Galvatron can perform training over multiple nodes with same number of GPUs. Users should set NUM_NODES, NUM_GPUS_PER_NODE, MASTER_ADDR, MASTER_PORT, NODE_RANK according to the environment.

Parallelism Strategy

In distributed training with Galvatron, users can either train models with the optimal parallelism strategy searched by the parallelism optimization to obtain the optimal throughput, or specify the hybrid parallelism strategies as they like.

JSON Config Mode [Recommended]

JSON config mode is a recommended layerwise hybrid parallel training mode, activated by assigning argument galvatron_config_path with the config path in configs directory. In JSON config mode, users don't need be aware of the details of searched parallelism strategies, and don't need to tune any parallelism strategies or hyper-parameters. Users can simply use the searched optimal parallelism strategy saved in configs directory by setting galvatron_config_path as ./configs/galvatron_config_xxx.json. For advanced users, JSON config mode also provides a more fine-grained approach to parallelism tuning.

GLOBAL Config Mode

GLOBAL config mode is a global hybrid parallel training mode, activated by assigning argument galvatron_config_path as None. In this mode, users can specify pp_deg, global_tp_deg, global_tp_consec, sdp, global_train_batch_size, chunks, global_checkpoint, pipeline_type to determine the global parallelism strategy, and all the layers of the Transformer model uses the same hybrid parallelism strategy assigned by the users (just as in Megatron-LM).

Arguments

  1. JSON Config Mode
  • galvatron_config_path: str, json config path, whether to activate JSON config mode.
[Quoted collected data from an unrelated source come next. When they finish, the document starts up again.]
Issue #3761, opened 2024-04-27
"body parameter" example in 3.x does not fit how Request Body Objects work


handrews:
In the Request Body Examples section of both [3.0](https://spec.openapis.org/oas/v3.0.3#request-body-examples) and [3.1](https://spec.openapis.org/oas/v3.1.0#request-body-examples), the second example is as follows (JSON omitted for brevity):

-----

A body parameter that is an array of string values:

```YAML
description: user to add to the system
required: true
content:
  text/plain:
    schema:
      type: array
      items:
        type: string
```

-----

This is identical to an example in the 2.0 spec, where the request body was treated as a parameter.  I'm not entirely sure how it was supposed to be serialized even there, as the 3.x `style` and `explode` fields don't exist, but I definitely don't see how to serialize it in 3.0.  There is no JSON Schema data model defined for `text/plain`, and nothing in the Request Body Object talks about how to serialize a list of values into plain text (Is it a comma-separated list?  Is it one value per line?)

What was this example trying to show, and how can we show it more clearly?

handrews:
@OAI/tsc review request: see above

karenetheridge:
I expect some git spelunking (in an old swagger repo, perhaps)? might be needed to derive the original intent here. I agree it makes no sense at all - text/plain's serializer/deserializer is the identity function (and indeed my implementation has this hardcoded for 'text/*')!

If activated, arguments in GLOBAL config mode will be ignored and overwritten by the JSON config.
  1. GLOBAL Config Mode
  • global_train_batch_size: Integer, global batch size of distributed training.
  • pp_deg: Integer, pipeline (PP) degree,.
  • global_tp_deg: Integer, tensor parallel (TP) degree.
  • global_tp_consec: 0/1, whether the communication group of TP is consecutive, (eg., [0,1,2,3] is consecutive while [0,2,4,6] is not).
  • sdp: 0/1, whether to use SDP instead of DP.
  • chunks: Integer, number of microbatches of PP.
  • global_checkpoint: 0/1, whether to turn on activation checkpointing to the whole model.
  • pipeline_type: gpipe or pipedream_flush, choose the pipeline type to use.
  • vocab_tp: Interger, vocab embedding parallel degree.

Other Training Optimizations

Set mixed_precision to allow mixed precision training, e.g., bf16. Set use-flash-attn to allow FlashAttention-2 features.

Set sequence-parallel to enable Megatron-TP-SP method, which can further reduce memory usage.

Set use_ulysses to enable Ulysses-SP method, which will replace Megatron-TP-SP. Once activated, the TP (tensor parallel) dimension will automatically be converted to the SP (sequence parallel) dimension.

Set no_async_grad_reduce to disable the asynchronous gradient synchronization method, which is enabled by default. In Galvatron, during each iteration of training, when gradient accumulation is required, the default behavior is to perform the gradient reduce scatter operation only after all backward passes are completed. This approach reduces communication overhead but incurs additional memory usage: each device holds a full copy of the gradients until gradient synchronization, causing Zero-2 to degrade to Zero-1.When no_async_grad_reduce is set, Galvatron synchronizes gradients after every backward step, maintaining low memory usage. However, this introduces additional communication, though much of it can overlap with computation. The trade-off is increased complexity in the cost model, potentially reducing the accuracy of cost model. We plan to offer a more fine-grained and accurate cost model in the future.

Please refer to function galvatron_training_args in arguments.py for the full list of training arguments.

New features are only supported on llama_hf, gpt_hf.